[Saved entries]
PR #108, opened 2025-08-22
moved versions in root pom and added last plugin version for some + c…

glelouet:
1. move one version from the main jcodemodel to the parent
2. added several maven plugins managements, most only for version, but a few with config. Each plugin has its mvnrepository url specified for fast version change check. This is important to be sure an error on a location does not happen because it uses a different plugin version.

plugin configurations : 
 - maven-source-plugin has jar-no-fork. I think it's already called. I had issues when not using it in multi-modules projects
 - versions-maven-plugin ignores the various `-RCX` versions as well as 1.2.3.4 versions.
 - The maven-compiler-plugin is not configured because I think it's not up to me.

----
 
 the configuration of the maven-compiler-plugin that I would do is
```xml

					<configuration>
						<release>${java.version}</release>
					</configuration>
```
But this also needs to add a property

```xml
	<properties>
		<java.version>17</java.version> 
```
Which is not mine to decide.

----

The versions plugin complains about maven version not set. Ignore it.

FWIW here is the result of `sh/upgrades`

> [INFO] --- versions:2.18.0:display-dependency-updates (default-cli) @ jcodemodel-parent-pom ---
> [INFO] The following dependencies in Dependency Management have newer versions:
> [INFO]   com.fasterxml.woodstox:woodstox-core .................. 7.0.0 -> 7.1.1
> [INFO]   com.sun.istack:istack-commons-runtime ................. 4.1.2 -> 4.2.0
> [INFO]   com.sun.istack:istack-commons-tools ................... 4.1.2 -> 4.2.0
> [INFO]   jakarta.servlet:jakarta.servlet-api ................... 5.0.0 -> 6.1.0
> [INFO]   jakarta.servlet.jsp:jakarta.servlet.jsp-api ........... 3.0.0 -> 4.0.0
> [INFO]   org.apache.ant:ant ................................ 1.10.14 -> 1.10.15
> [INFO]   org.glassfish.external:management-api ................. 3.2.3 -> 3.3.0
> [INFO]   org.glassfish.gmbal:gmbal ............................. 4.0.3 -> 4.1.0
> [INFO]   org.glassfish.gmbal:gmbal-api-only .................... 4.0.3 -> 4.1.0

### DIFF
--- a/jcodemodel/pom.xml
+++ b/jcodemodel/pom.xml
@@ -33,7 +33,6 @@
     <dependency>
       <groupId>com.github.javaparser</groupId>
       <artifactId>javaparser-core</artifactId>
-      <version>3.27.0</version>
       <scope>test</scope>
     </dependency>
     <dependency>
--- a/pom.xml
+++ b/pom.xml
@@ -19,7 +19,7 @@ License file that accompanied this code. Modifications: If applicable, add the f
 	<description>Java code generation library parent POM</description>
 	<url>https://github.com/phax/jcodemodel</url>
 	<inceptionYear>2013</inceptionYear>
-	
+
 	<licenses>
 		<license>
 			<name>CDDL+GPL 1.1</name>
@@ -91,7 +91,7 @@ License file that accompanied this code. Modifications: If applicable, add the f
 			<url>https://github.com/sviperll</url>
 		</contributor>
 	</contributors>
-	
+
 	<modules>
 		<module>jcodemodel</module>
 	</modules>
@@ -106,6 +106,14 @@ License file that accompanied this code. Modifications: If applicable, add the f
 				<type>pom</type>
 				<scope>import</scope>
 			</dependency>
+			<!-- sub modules-->
+			<dependency>
+				<groupId>com.helger</groupId>
+				<artifactId>jcodemodel</artifactId>
+				<version>${project.version}</version>
+			</dependency>
+
+			<!-- other dependencies-->
 			<dependency>
 				<groupId>org.eclipse.platform</groupId>
 				<artifactId>org.eclipse.equinox.common</artifactId>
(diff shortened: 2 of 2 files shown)


phax:
You don't need it declared in your pom.xml to run it explicitly.
You may also consider a version exclusion list as e.g. https://github.com/phax/meta/blob/master/deps/versions-maven-plugin-rules.xml

phax:
And please don't bloat he parent POM with all kind of specific versions. If you want a Maven plugin as submodule, please define the specific stuff there.

phax:
This artefact is not needed anymore. I think they call it now Maven Model or so. See e.g. https://github.com/phax/ph-css/blob/master/ph-csscompress-maven-plugin/pom.xml for the artifacts needed for a Maven plugin.

And I absolute dislike having tooling specific dependencies in the parent pom. It's fine for me if you define a version property in there, but don't include the dependency - been there, and it's not ideal when working in complex project setups. Thanks

phax:
Yes I understand, but they have an impact in other POMs when the parent POM is included as a BOM.
See e.g. SpringBoot - when I include this in my POM:
```xml
  <dependencyManagement>
    <dependencies>
      <dependency>
        <groupId>org.springframework.boot</groupId>
        <artifactId>spring-boot-dependencies</artifactId>
        <version>3.5.4</version>
        <type>pom</type>
        <scope>import</scope>
      </dependency>
    </dependencies>
  </dependencyManagement>
```
I get a predefined version for some PostGresSQL JAR - and this is totally annoying and confusing. So I am also trying to limit the dependencies in the `<dependencyManagement>` section of a BOM to only the ones absolutely needed for the core functionality.
Hope that makes sense to you.

glelouet:
I moved all versions back in the main module and hardcoded the versions plugin call in the script. we can discuss the changes later.

phax:
Thanks. Let me know when the PR is ready

glelouet:
please check that the deps are indeed needed in the main project. I only had two errors when I force merged your version ^^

_THE TASK_
Note every line above where the string "property" shows up, and copy those lines.

_SOLUTION TO THE PROBLEM_
But this also needs to add a property
And I absolute dislike having tooling specific dependencies in the parent pom. It's fine for me if you define a version property in there, but don't include the dependency - been there, and it's not ideal when working in complex project setups. Thanks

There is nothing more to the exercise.